Mr Cox told businessmen in Newry, Co Down, that the authorities in Belfast, London and Dublin had committed to maintaining the Common Travel Area (CTA) which allows free movement of people between Britain and Ireland.

He said: "If the primary parties to the CTA, the UK and Ireland, share these views, Ireland is entitled to rely on existing EU law, custom and practice as a point of departure in its dialogue with the EU institutions and the twenty six other member states.

"Recalibrating the political debate from speculative expressions of fear and anxiety about hard borders, to anchoring it in established EU rights and practice, could be a useful point of departure."

Mr Cox acknowledged uncertainty created by last month's Brexit vote.

But he said: "The EU already, both politically and legally, formally has recognised the CTA between Ireland and the UK. It has accepted that established custom and practice and the balance of convenience of Irish and British citizens were served by its continued existence.

"It has permitted in law a UK and Irish opt-out of the standard Schengen arrangements. The UK has now voted to opt out of the EU itself which will be a rupture with the past but Ireland remains fully committed to its membership which signals a continuity with the past."

He said the prospect of Ireland becoming a soft back door entry point to the UK through its land border with Northern Ireland posed a valid question but added it had been dealt with by the British and Irish governments five years ago.

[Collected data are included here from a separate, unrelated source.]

PR #675, opened 2019-03-07
fix: always configure the container runtime for GPU in an N series context

jackfrancis:
**Reason for Change**:

We currently configure docker as GPU-enabled only if the particular nvidia addon that we deliver is enabled. This is problematic in the event that someone wants to disable *out* addon and configure their own. In that event, we should *always* configure the container runtime for GPU in an N series context.

Also cleaned up an unused taints variable.

**Issue Fixed**:

**Requirements**:

- [ ] includes documentation
- [ ] adds unit tests

**Notes**:

### DIFF
--- a/parts/k8s/kubernetesbase.t
+++ b/parts/k8s/kubernetesbase.t
@@ -16,11 +16,6 @@
       {{range $index, $agent := .AgentPoolProfiles}}
           "{{.Name}}Index": {{$index}},
           {{template "k8s/kubernetesagentvars.t" .}}
-          {{if IsNSeriesSKU .}}
-            {{if IsNVIDIADevicePluginEnabled}}
-            "registerWithGpuTaints": "nvidia.com/gpu=true:NoSchedule",
-            {{end}}
-          {{end}}
           {{if .IsStorageAccount}}
             {{if .HasDisks}}
               "{{.Name}}DataAccountName": "[concat(variables('storageAccountBaseName'), 'data{{$index}}')]",
--- a/pkg/engine/armvariables.go
+++ b/pkg/engine/armvariables.go
@@ -10,7 +10,6 @@ import (
 	"strconv"
 
 	"github.com/Azure/aks-engine/pkg/api"
-	"github.com/Azure/aks-engine/pkg/api/common"
 	"github.com/Azure/aks-engine/pkg/helpers"
 	"github.com/Azure/go-autorest/autorest/to"
 )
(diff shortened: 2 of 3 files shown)


CecileRobertMichon:
I would call this a `fix` since it looks like it fixes a particular use case

lgtm

jackfrancis:
out of band N series tests look good

parts/k8s/kubernetesbase.t
```diff
@@ -16,11 +16,6 @@
       {{range $index, $agent := .AgentPoolProfiles}}
           "{{.Name}}Index": {{$index}},
           {{template "k8s/kubernetesagentvars.t" .}}
-          {{if IsNSeriesSKU .}}
```
jackfrancis: This is cruft. I can't see any usage of this `registerWithGpuTaints` ARM variable anywhere.

CecileRobertMichon:
can we change the commit message to `always configure the container runtime for GPU in an N series context` or something like that? "rationalize nvidia addons surface area" is pretty general and doesn't mean much to me...

parts/k8s/kubernetesbase.t
```diff
@@ -16,11 +16,6 @@
...
-            {{if IsNVIDIADevicePluginEnabled}}
-            "registerWithGpuTaints": "nvidia.com/gpu=true:NoSchedule",
```
CecileRobertMichon: needs to be removed in equivalent https://github.com/Azure/aks-engine/blob/master/parts/k8s/kubernetesbase.t#L21

CecileRobertMichon: https://github.com/Azure/aks-engine/blob/master/pkg/engine/armvariables.go#L31 is the right link

jackfrancis: thanks! done

pkg/engine/armvariables.go
```diff
@@ -27,12 +26,6 @@ func GetKubernetesVariables(cs *api.ContainerService) map[string]interface{} {
 			k8sVars[k] = v
 		}
 
-		if common.IsNvidiaEnabledSKU(profile.VMSize) {
-			if cs.Properties.IsNVIDIADevicePluginEnabled() {
-				k8sVars["registerWithGpuTaints"] = "nvidia.com/gpu=true:NoSchedule"
```
CecileRobertMichon: this might trigger a UT failure heads up

jackfrancis: passed locally for me

PR #693, opened 2019-03-08
fix: commands return errors rather than exit

### LINKED ISSUE #518: Suggested command printed twice
In the current v0.30.1 aks-engine, mistyping a command does invoke Cobra's "[suggested command](https://github.com/spf13/cobra#suggestions-when-unknown-command-happens)" feature, but somehow we're doing it wrong. The suggestion is printed twice:

```
$ aks-engine delpoy
Error: unknown command "delpoy" for "aks-engine"

Did you mean this?
	deploy

Run 'aks-engine --help' for usage.
FATA[0000] unknown command "delpoy" for "aks-engine"

Did you mean this?
	deploy 
```

### LINKED ISSUE #536: Upgrade Command use log.Fatalf to handle errors
No

---
Issue

---
current

---

The upgrade command `run` returns an `error` object, but handle errors in inconsistent ways. Sometimes it returns the error object, and some other times it just calls`log.Fatalf` and exits. This makes testing harder and using the command programmatically more difficult than it should be (i.e. must handle different error patterns).

Non exhaustive samples : 

log.Fatalf :
https://github.com/Azure/aks-engine/blob/93be4e627626c20b37558deae3778ae6e4b4cfaf/cmd/upgrade.go#L229-L232

return err :
https://github.com/Azure/aks-engine/blob/93be4e627626c20b37558deae3778ae6e4b4cfaf/cmd/upgrade.go#L270-L273

mboersma:
**Reason for Change**:

Many places in the `cmd` module were calling `log.Fatalf` which makes that code untestable since it calls `os.Exit`. (This also meant that errors in a couple commands would have a return code of 0.)

This refactors commands so errors are returned all the way to the caller in `main.go` where they can be handled consistently. This also add some basic test coverage at that level, although there is more that can be done in that respect.

**Issue Fixed**:

Fixes #536
Fixes #518

**Requirements**:

- [ ] includes documentation
- [x] adds unit tests

**Notes**:

### DIFF
--- a/cmd/version_test.go
+++ b/cmd/version_test.go
@@ -21,7 +21,7 @@ var _ = Describe("the version command", func() {
 
 		command.SetArgs([]string{})
 		err := command.Execute()
-		Expect(err).To(BeNil())
+		Expect(err).NotTo(HaveOccurred())
 	})
 
 	It("should print a json version of AKS Engine", func() {
@@ -46,7 +46,7 @@ var _ = Describe("the version command", func() {
 	It("should error when asked for a yaml version of AKS Engine", func() {
 		output, err := getVersion("yaml")
 
-		Expect(err).NotTo(BeNil())
+		Expect(err).To(HaveOccurred())
 		Expect(err.Error()).To(Equal("output format \"yaml\" is not supported"))
 		Expect(output).To(BeEmpty())
 	})
--- a/cmd/version_test.go
+++ b/cmd/version_test.go
@@ -5,6 +5,7 @@ package cmd
 
 import (
 	"fmt"
+	"os"
 
 	"github.com/Azure/aks-engine/pkg/helpers"
 	. "github.com/onsi/ginkgo"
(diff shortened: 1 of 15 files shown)


cmd/version_test.go
```diff
@@ -13,22 +13,27 @@ import (
...
-		Expect(output.Flags().Lookup("output")).NotTo(BeNil())
+		command := newVersionCmd()
+		Expect(command.Use).Should(Equal(versionName))
+		Expect(command.Short).Should(Equal(versionShortDescription))
+		Expect(command.Long).Should(Equal(versionLongDescription))
+		Expect(command.Flags().Lookup("output")).NotTo(BeNil())
+
+		command.SetArgs([]string{})
+		err := command.Execute()
+		Expect(err).To(BeNil())
```
serbrech: there is a helper for errors `.ToNot(HaveOccurred())` but that's nitpick.

main.go
```diff
@@ -13,6 +15,6 @@ func main() {
 	log.SetFormatter(&log.TextFormatter{ForceColors: true})
 	log.SetOutput(colorable.NewColorableStdout())
 	if err := cmd.NewRootCmd().Execute(); err != nil {
-		log.Fatalln(err)
+		os.Exit(1)
```
serbrech: Does this mean we don't print the error messages anymore?

mboersma: No, cobra was printing them for us in the default implementation of `Execute()`, and then we were printing them again:

```console
$ ./bin/aks-engine get-versions -o yaml
Error: output format "yaml" is not supported
Usage:
  aks-engine get-versions [flags]

Flags:
  -h, --help             help for get-versions
  -o, --output string    Output format. Allowed values: human, json (default "human")
      --version string   Kubernetes version (optional)
      --windows          Kubernetes cluster with Windows nodes (optional)

Global Flags:
      --debug   enable verbose debug logs

FATA[0000] output format "yaml" is not supported
```

This change stops printing that last line.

The aim of the initiative was to facilitate the movement of legitimate travellers within the CTA and p revent individuals intent on abusing the arrangement from travelling to the area.

Mr Cox added those objectives were to be achieved through working on common standards, data and information sharing, e-border initiatives and reinforced co-operation between the UK Border Agency and the Irish Naturalisation and Immigration Service.

"These are the cornerstones for future bilateral negotiations with the UK and this is a wheel that already exists and does not need to be re-invented.

"Between existing EU law, custom and practice and already established systems of co-ordination between Ireland and the UK on the CTA, it is high time to dial back the volume of anxiety and angst-driven comment and commentary and to begin the less voluble but ultimately more productive pathway to progress, established on the solid foundations of our legal and institutional inheritance, bilaterally with the UK and multilaterally with the EU."

Meanwhile, the CBI in Northern Ireland said a poll revealed that 89% believed that Brexit will have a greater economic impact on Northern Ireland than the UK as a whole.

An overwhelming 92% of participants believed the impact of Brexit will be negative on the Northern Ireland economy over the next five years, with no-one identifying a positive impact.

David Gavaghan, CBI Northern Ireland chair, said: " For the majority of our members they highlighted the benefits of a single market and ready access to labour and talent.

"Whatever the actual outcome of the negotiations over the next period, our members recognise the fundamental need to get on with it."